The art crowd in NYC - when there still was an art crowd in NYC - were comprised of a range of individuals as diverse as a typical SL show & tell audience. It truly was. But we got together to discuss comics, what so n so was up to, who was going to San Diego or Angouleme, pass around sketchbooks, xeroxes, or the occasional printed comic or graphic novel. At the end of the evening he went there, she went there, they went there... It was a non-issue. Maybe a piece tied into heritage (like this awesome project Howard Cruse showed us that became Stuck Rubber Baby - there, I namedropped someone) but nobody pushed an agenda, be it to convert to their faith or to badger someone to their lifestyle regardless of what it was.
|Sometimes show n tell audiences are more awesome than the presentations|
That's what makes the current gay marriage controversy so stupid: one tyrannical culture deciding how everyone else should live, love, and file their taxes. No one is asking anybody to go gay or force them to like what others like as consenting parties, and nobody's demanding they watch (it wouldn't be consensual any longer, would it?).
Some people in Second Life confuse the issue. They feel they have the right to do whatever they want anytime or anywhere they get the urge. There may be a million places which welcome this, but they can't get off on it unless it's in front of or with someone non-consensual. This can be construed as a form of griefing btw, and in RL it's prosecutable as harassment in many places. If I want that experience, I'll pursue it thank you.
I do not get involved with any aspect of slavery, bondage, or confinement. It's not fun or funny to me, and it doesn't serve as any sort of outlet borne of a repressive faith or relationship. My RL and online heritages involve histories of struggle to rise above such circumstances and to be counted as a valid member of society. When on my property, everyone is a free soul and an equal among others. If that troubles people then - as I always say - SL is a big place. Maybe mine wouldn't be for you. No hard feelings. We're all here for different reasons.
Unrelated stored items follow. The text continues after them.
PR #717, opened 2022-08-02
HOTT-1759 - Permit intercept messages to be used on search terms

javier-transform:
### Jira link

[HOTT-1759](https://transformuk.atlassian.net/browse/HOTT-1759)

### What?

I have added/removed/altered:
 - [x] A Model named `intercept_messages`
 - [x]  A serializer named `intercept_messages_serializer.rb`
 - [x] Added test cases for this scenario
 - [x] Populated en.yml with valid keys to test the messages
### Why?

I am doing this because:

- To cater ticket requirements

### Have you? (optional)

### DIFF
--- a/app/models/beta/search/intercept_message.rb
+++ b/app/models/beta/search/intercept_message.rb
@@ -12,8 +12,8 @@ module Beta
 
         result = new
 
-        result.term = (I18n.t "#{search_query}.title")
-        result.message = (I18n.t "#{search_query}.message")
+        result.term = I18n.t "#{search_query}.title"
+        result.message = I18n.t "#{search_query}.message"
 
         result
       end
--- a/app/models/beta/search/intercept_message.rb
+++ b/app/models/beta/search/intercept_message.rb
@@ -8,12 +8,14 @@ module Beta
       attr_accessor :intercept_message, :term, :message
 
       def self.build(search_query)
-        return unless search_query.eql?((I18n.t "#{search_query}.title"))
+        query = search_query.downcase
+
+        return unless query.eql?((I18n.t "#{query}.title"))
 
         result = new
 
-        result.term = I18n.t "#{search_query}.title"
-        result.message = I18n.t "#{search_query}.message"
+        result.term = I18n.t "#{query}.title"
+        result.message = I18n.t "#{query}.message"
 
         result
       end
--- a/app/models/beta/search/intercept_message.rb
+++ b/app/models/beta/search/intercept_message.rb
@@ -1,0 +1,22 @@
+module Beta
+  module Search
+    class InterceptMessage
+      include ContentAddressableId
+
+      content_addressable_fields :intercept_message
+
+      attr_accessor :intercept_message, :term, :message
+
+      def self.build(search_query)
+        return unless search_query.eql?((I18n.t "#{search_query}.title"))
+
+        result = new
+
+        result.term = (I18n.t "#{search_query}.title")
+        result.message = (I18n.t "#{search_query}.message")
+
+        result
+      end
+    end
+  end
+end
--- a/app/models/beta/search/intercept_message.rb
+++ b/app/models/beta/search/intercept_message.rb
@@ -3,19 +3,19 @@ module Beta
     class InterceptMessage
       include ContentAddressableId
 
-      content_addressable_fields :intercept_message
+      content_addressable_fields :term, :message
 
-      attr_accessor :intercept_message, :term, :message
+      attr_accessor :term, :message
 
       def self.build(search_query)
         query = search_query.downcase
 
-        return unless query.eql?((I18n.t "#{query}.title"))
+        return unless query.eql?(I18n.t("#{query}.title"))
 
         result = new
 
-        result.term = I18n.t "#{query}.title"
-        result.message = I18n.t "#{query}.message"
+        result.term = I18n.t("#{query}.title")
+        result.message = I18n.t("#{query}.message")
 
         result
       end
--- a/app/models/beta/search/open_search_result.rb
+++ b/app/models/beta/search/open_search_result.rb
@@ -141,6 +141,8 @@ module Beta
       def intercept_message
         searched_term = search_query_parser_result.corrected_search_query
 
+        return unless searched_term.eql?((I18n.t "#{searched_term}.title"))
+
         {
           term: (I18n.t "#{searched_term}.title"),
           message: (I18n.t "#{searched_term}.message"),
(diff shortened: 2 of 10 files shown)


spec/models/beta/search/open_search_result_spec.rb
```diff
@@ -266,6 +266,15 @@
...
 
+  describe '#intercept_message' do
+    subject(:result) { build(:search_result) }
+
+    it 'will match the object in the yaml file' do
+      searched_term = result.search_query_parser_result.corrected_search_query
+      expect(searched_term).to eq((I18n.t "#{searched_term}.title"))
+    end
+  end
+
```
alexdesi, line 277: should we add the context where searched_term is not present?
Is it a common scenario, which we can handle returning nil
or is it a rare scenario, which should be handled by exception? 🤔

javier-transform: If the searched term is not present then we currently get the message and title that it does not exist in the `yaml` file. But we can tweak it as you've mentioned and return nil instead, if it doesn't exist over there. I'll modify this edge case and ping you shortly :)

app/models/beta/search/open_search_result.rb
```diff
@@ -137,6 +137,17 @@ def redirect!
...
         @redirect
       end
+
+      def intercept_message
+        searched_term = search_query_parser_result.corrected_search_query
+
+        return unless searched_term.eql?((I18n.t "#{searched_term}.title"))
+
+        {
+          term: (I18n.t "#{searched_term}.title"),
```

When I started hosting sporadic fishing contests, the "No Slavery or Bondage Please" condition was met by a lot of drama by someone who just wouldnt shut up about her being some member of some S&M group. Well that's fine but not on my land. And saying it after a giggle every time I posted my event in group chat was just rude. Too bad she couldn't just wear a buttplug under her clothes like RL ones sometimes do and be done with it - and just fish. Cut the drama crap: If you don't want to come to my little parcel in the middle of this massive grid because people are equals there, it's really no trouble. Everyone has a choice and you can't be everywhere.
So we come to someone who I approached as an organizer of an upcoming festival. "Oh we'll have this and that and this and that..." so far so good. But then they went into Jail n Bail. There's nothing wrong with Jail n Bail - for other people. It's not for me. It attracts attention and raises lots of money for charity. That's very good. But saying it wasn't for me and that my persona has a history of confinement and I don't like to think about it, that it's a cultural thing etc - none of these were enough. Instead of telling me about other things I could look forward to at the festival, they pushed and dug - and twisted - about how great Jail n Bail was going to be and how so n so was going to be there (presumably jailed for a fee) etc. They wouldn't let up. That really was way over the line. I asked them if they could please change the subject and they abruptly said I should contact them by notecard from now on. I told them it takes all kinds to make a world and respect works both ways. Her response suggested I offended her for not wanting her to go on and on about jail and bail.
I was disgusted and disappointed with someone I thought better of. They are since no longer an organizer. And you know something? For a change I have absolutely no regrets. They probably do this to others who take it instead of speak up when they're offended. But really: You shouldn't work with diverse groups of people if you lack empathy or cannot respect others who may have a different perception of fun than you, or that one person's fun may be another person's persecution. You need to listen for that. The point of big festivals for mixed crowds are that they have much to offer for people into different things. Tap in, not dig in.